He told his audience that many new investors were basically playing. Buffett also expressed his belief that index funds were a better option than individual stocks for the average person. Specifically, he recommended owning an index fund with a diversified group of US equities with a long-term horizon.

Of course, the macroeconomic environment is very different today. Soaring inflation and rising interest rates have caused the S&P500 at the crater, sending the benchmark into bearish territory. But inflation hit a new 40-year high in May, so things could get worse before they get better. The S&P 500 is currently 23% off its peak, but there have been six bear markets in the past 50 years, and the index has fallen more than 45% on three of those occasions.

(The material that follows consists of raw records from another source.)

PR #11977, opened 2023-11-06
Update CMakeLists.txt

SamayXD:
Updated Comments for better readability.

### DIFF
--- a/src/CMakeLists.txt
+++ b/src/CMakeLists.txt
@@ -21,7 +21,7 @@ if (MSVC)
     # Avoid windows.h from including some usually unused libs like winsocks.h, since this might cause some redefinition errors.
     add_definitions(-DWIN32_LEAN_AND_MEAN)
 
-    # Ensure that projects build with Unicode support.
+    # Ensure that projects are built with Unicode support.
     add_definitions(-DUNICODE -D_UNICODE)
 
     # /W4                 - Level 4 warnings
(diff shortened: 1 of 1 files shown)


src/CMakeLists.txt
```diff
@@ -69,7 +69,7 @@ if (MSVC)
         /we4265 # 'class': class has virtual functions, but destructor is not virtual
         /we4388 # 'expression': signed/unsigned mismatch
         /we4389 # 'operator': signed/unsigned mismatch
-        /we4456 # Declaration of 'identifier' hides previous local declaration
+        /we4456 # Declaration of 'identifier' hides a previous local declaration
```
v1993, line 72: These are copied verbatim from warning messages and as such should be kept as is.

src/CMakeLists.txt
```diff
@@ -84,7 +84,7 @@ if (MSVC)
 
         /wd4100 # 'identifier': unreferenced formal parameter
         /wd4324 # 'struct_name': structure was padded due to __declspec(align())
-        /wd4201 # nonstandard extension used : nameless struct/union
+        /wd4201 # nonstandard extension used: nameless struct/union
```
v1993, line 87: Ditto.-

v1993 (changes requested):

src/CMakeLists.txt
SamayXD: Oh Sure.

src/CMakeLists.txt
SamayXD: Is it fine now?

v1993: Yep.

liamwhite (approved):

PR #11984, opened 2023-11-08
shared_translation: Call tr more directly

lat9nq:
Qt can't parse tr called within a macro, so we must call it on each string. Qt still seems unhappy with the way I called tr, but it's getting the strings now nevertheless.

To figure this out, I had to create a workaround so that lupdate would run on my system. The path I created results in a number of warnings across the Qt frontend. I have no ability to tell if these were existing already or not, or if this is an issue with the way I'm calling lupdate.

### DIFF
--- a/src/yuzu/CMakeLists.txt
+++ b/src/yuzu/CMakeLists.txt
@@ -252,6 +252,7 @@ file(GLOB_RECURSE THEMES ${PROJECT_SOURCE_DIR}/dist/qt_themes/*)
 if (ENABLE_QT_TRANSLATION)
     set(YUZU_QT_LANGUAGES "${PROJECT_SOURCE_DIR}/dist/languages" CACHE PATH "Path to the translation bundle for the Qt frontend")
     option(GENERATE_QT_TRANSLATION "Generate en.ts as the translation source file" OFF)
+    option(WORKAROUND_BROKEN_LUPDATE "Run lupdate directly through CMake if Qt's convenience wrappers don't work" OFF)
 
     # Update source TS file if enabled
     if (GENERATE_QT_TRANSLATION)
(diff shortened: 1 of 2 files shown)


FearlessTobi:
The changes in `yuzu/configuration/shared_translation.cpp` look good.

I'm not so sure about the lupdate stuff. I just rebuilt yuzu from scratch with the cmake flags for translations set, and generating the translations worked fine.
What OS/compiler are you on? What cmake command did you use and how did you try to generate the translations?

lat9nq:
> The changes in `yuzu/configuration/shared_translation.cpp` look good.
> 
> I'm not so sure about the lupdate stuff. I just rebuilt yuzu from scratch with the cmake flags for translations set, and generating the translations worked fine. What OS/compiler are you on? What cmake command did you use and how did you try to generate the translations?

```
System:
  Host: Qykopi Kernel: 6.5.8-273-tkg-linux-tkg-pds arch: x86_64 bits: 64
    Desktop: GNOME v: 45.1 Distro: Arch Linux
```
`cmake version 3.27.7`
`cmake --build . --target translations`

CMake configure arguments in vscodium:
```
"cmake.configureArgs": [
  "-DCMAKE_CXX_FLAGS_DEBUG='-O0 -g -pipe -Wp,-D_GLIBCXX_ASSERTIONS -fexceptions -fstack-protector-strong -grecord-gcc-switches -fasynchronous-unwind-tables -fstack-clash-protection -fcf-protection'",
  "-DCMAKE_CXX_FLAGS_RELEASE='-O3 -pipe -Xclang -load -Xclang /usr/lib64/LLVMPolly.so -mllvm -polly -mllvm -polly-parallel -mllvm -polly-vectorizer=stripmine -flto=thin -march=native -g'",
  "-DCMAKE_EXPORT_COMPILE_COMMANDS=ON",
  "-DYUZU_TITLE_CONFIG_DIR='/home/lat9nq/repos/yuzu-configs'",
  "-DYUZU_USE_BUNDLED_VCPKG=OFF",
  "-DYUZU_USE_PRECOMPILED_HEADERS=OFF",
  "-DCMAKE_CXX_FLAGS_RELWITHDEBINFO='-O2 -g -pipe -Wp,-D_FORTIFY_SOURCE=2 -Wp,-D_GLIBCXX_ASSERTIONS -fexceptions -fstack-protector-strong -grecord-gcc-switches -fasynchronous-unwind-tables -fstack-clash-protection -fcf-protection'",
  "-DUSE_DISCORD_PRESENCE=OFF",
  "-DENABLE_QT_TRANSLATION=ON",
  "-DGENERATE_QT_TRANSLATION=ON",
  "-DWORKAROUND_BROKEN_LUPDATE=ON"
]
```

Compiler is `clang version 16.0.6`

FearlessTobi:
I tried to reproduce this with @liamwhite on his linux system, and it seems like he had similar problems.
So I guess this is fine to merge?

liamwhite (approved):

purinchu:
I saw this from the Yuzu monthly report.  I just wanted to note that it helps to understand that there's two parts to using translated strings in Qt.

1. Marking the string to be translated, and
2. Loading the translated string based on the source language string.

In Qt, the `tr()` function often performs double-duty for both, but this only works when `tr()` is run on the string to be translated (e.g. `tr("Cancel")` in a dialog). This marks the string `"Cancel"` to be extracted by Qt linguist, and if translations are available at runtime, also allows `tr()` to lookup the translation for "Cancel" at that time.

If you want to use `tr` to translate the contents of a string at runtime indirectly, this *is* possible but you need to have a different way to flag the strings that will be translated so that they are picked up by Qt linguist.

To this end, Qt provides no-op macros that are used to do exactly this, like `QT_TR_NOOP` and related functions. You can e.g. wrap strings in an array of messages in this call to mark them for translation. You will still need to use `tr()` later at the place where the translated string is to be shown, but this time the source text will be in the catalog at runtime.

```cpp
static const char *const dialog_strs[] = {
    QT_TR_NOOP("OK"),
    QT_TR_NOOP("Cancel"),
    QT_TR_NOOP("Apply"),
};

// ...

// will pull translated text if present
const char *btnText = tr(dialog_strs[btnIndex]);
```

There are [some good Qt docs on this](https://doc.qt.io/qt-6/i18n-source-translation.html#c-use-noop-macros) as well.

Apologies if this is all understood by now but it's a common point of friction when trying to localize and internationalize Qt-based apps so I thought it might help.

PR #12007, opened 2023-11-12
core: hid: Split SL and SR buttons

german77:
Plug your leaks! Now you can map SL and SR buttons on dual joycon. Allowing this wario minigame to be playable.

image


FearlessTobi (approved):
Code LGTM.

Will this break any existing controller configs? Does this need additional work for Android?

german77:
It will only break config for single right joycon. The rest would remain the same. Android doesn't have support for SL/SR buttons.

liamwhite (approved):

PR #12008, opened 2023-11-12
Improved The Licance For Viewers

Ishan0981:
•Converted The Licance To .md file


FearlessTobi:
Our License is a legal document and should not be changed randomly.

PR #12014, opened 2023-11-12
android: Shrink branding images

t895:
The yuzu logo could get in the way of the main app content in the settings tab and the about page. This shrinks the logo in both instances and adds a custom landscape layout for the about page.

### Settings tab

Before -
image

After -
image

### About page

Before -
image

After -
image


liamwhite:
This layout makes me wonder if it is even needed to have the branding on the settings pane. I checked a bunch of apps on my phone and yuzu is the only one that puts branding up front when viewing settings.

t895:
There's only a couple apps that I know that have branding this same way but I still think it is a nice extra thing to add. And now since it's much smaller, it isn't in the way and can reasonably be kept.

FearlessTobi (approved):
Code LGTM.

Imo the logo on the about page should be vertically centered though :P

t895:
I considered vertically centering it but that makes it look a little off.

PR #854, opened 2024-03-22
Make torchx error out when the same arg is passed in twice

andywag:
Summary: Added an action to the arg parser to catch this condition and error out

Differential Revision: D55216738


manav-a:
Running tests on the change

torchx/cli/cmd_run.py
```diff
@@ -113,6 +113,23 @@ def run(self, args: argparse.Namespace) -> None:
             print(get_builtin_source(builtin_name))
 
 
+class SchedulerArgOnce(argparse.Action):
+    scheduler_args_set = False
```
manav-a, line 117: Do we need this?

torchx/cli/cmd_run.py
```diff
@@ -113,6 +113,23 @@ def run(self, args: argparse.Namespace) -> None:
             print(get_builtin_source(builtin_name))
 
 
+class SchedulerArgOnce(argparse.Action):
```
manav-a, line 116: Maybe we can reuse this for other commands / options as well?

torchx/cli/cmd_run.py
andywag: Yes, it's a one-shot which is set to true when this arg is parsed. This can be converted to a set containing the arg so the class can be generalized to work for more cases.

torchx/cli/cmd_run.py
andywag: Yes or at least the logic can be used. The same logic can also be added to the _torchxconfig class which is an argparse.Action used for other inputs. This should cover all the cases except the "store_true" cases where the error is less meaningful.

yikaiMeta (approved):

PR #855, opened 2024-03-23
schedulers/docker: Add support for setting environment variables

asuta274:
This change adds support for ``Dict[str, str]`` type in ``runopts`` and use it to expose env flag in ``DockerScheduler``.
The use-case is for setting environment variables for ``local_docker`` scheduler in order to access some remote resources.

Test plan:

```
pytest torchx/schedulers/test/docker_scheduler_test.py
pytest torchx/specs/test/api_test.py
pytest torchx/runner/test/config_test.py
```

### DIFF
--- a/torchx/runner/test/config_test.py
+++ b/torchx/runner/test/config_test.py
@@ -143,6 +143,8 @@ _TEAM_CONFIG = """#
 s = team_default
 i = 50
 f = 1.2
+d = a:b,c:d
+d_none= x:y
 """
 
 _MY_CONFIG = """#
@@ -368,6 +370,8 @@ image = foobar_custom
             self.assertEqual("runtime_value", cfg.get("s"))
             self.assertEqual(50, cfg.get("i"))
             self.assertEqual(1.2, cfg.get("f"))
+            self.assertEqual({"a": "b", "c": "d"}, cfg.get("d"))
+            self.assertEqual({"x": "y"}, cfg.get("d_none"))
 
     @patch(
         TORCHX_GET_SCHEDULER_FACTORIES,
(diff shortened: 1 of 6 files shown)


torchx/runner/test/config_test.py
```diff
@@ -105,6 +105,18 @@ def _run_opts(self) -> runopts:
...
+            "d",
+            type_=Dict[str, str],
+            default={"foo": "bar"},
+            help="a dict option",
+        )
+        opts.add(
+            "d_none",
+            type_=Dict[str, str],
+            default=None,
+            help="a None dict option",
```
d4l3k, line 118: can we add a test that use these opts below to verify parsing is correct?

torchx/schedulers/docker_scheduler.py
```diff
@@ -359,6 +364,12 @@ def _run_opts(self) -> runopts:
             default=None,
             help="list of glob patterns of environment variables to copy if not set in AppDef. Ex: FOO_*",
         )
+        opts.add(
+            "env",
+            type_=Dict[str, str],
+            default=None,
+            help="environment varibles to be passed to the run (e.g. ENV1:v1,ENV2:v2,ENV3:v3)",
```
d4l3k, line 371: can we document that either , or ; will work?

nit: spelling `variables`

d4l3k: may also be good to document that this will apply on top of the copied envs

d4l3k (approved):
LGTM with some small comments

There's some pyre and lint errors -- do you mind fixing them? Thanks

torchx/runner/test/config_test.py
asuta274: Done

torchx/schedulers/docker_scheduler.py
asuta274: Done

asuta274:
> LGTM with some small comments
> 
> There's some pyre and lint errors -- do you mind fixing them? Thanks

Done!

PR #865, opened 2024-03-28
Support home directory sign (~) in BindMount path

asuta274:
This PR is to support home directory sign (~) in BindMount path. 

Test plan:

Unit tests
```
pytest torchx/specs/test/builders_test.py
```

Manually tested with local_docker and the config like below:
```
[component:dist.ddp]
mounts=type=bind,src=~/.config/gcloud/application_default_credentials.json,dst=/creds.json
```
``torchx run`` would fail before the change and work after.


d4l3k (approved):
LGTM -- thanks for contributing!

PR #867, opened 2024-03-29
fix nightly.yaml

yikaiMeta:
Test plan:

### DIFF
--- a/.github/workflows/nightly.yaml
+++ b/.github/workflows/nightly.yaml
@@ -13,7 +13,7 @@ jobs:
       - name: Setup Python 3.10
         uses: actions/setup-python@v2
         with:
-          python-version: 3.10
+          python-version: '3.10'
           architecture: x64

Based on Buffett’s advice, here’s an investment strategy that could help your portfolio weather the current downturn.

A diversified index of dividend-paying stocks

Many dividend-paying stocks outperform the market during downturns, especially those that steadily increase their payouts. The reason is simple. Only high-quality companies generate enough cash to regularly pay shareholders a dividend that increases over time. If you reconcile this idea with Buffett’s advice, the Vanguard High Dividend Yield ETF (VYM -0.66%) sounds like an attractive investment idea right now.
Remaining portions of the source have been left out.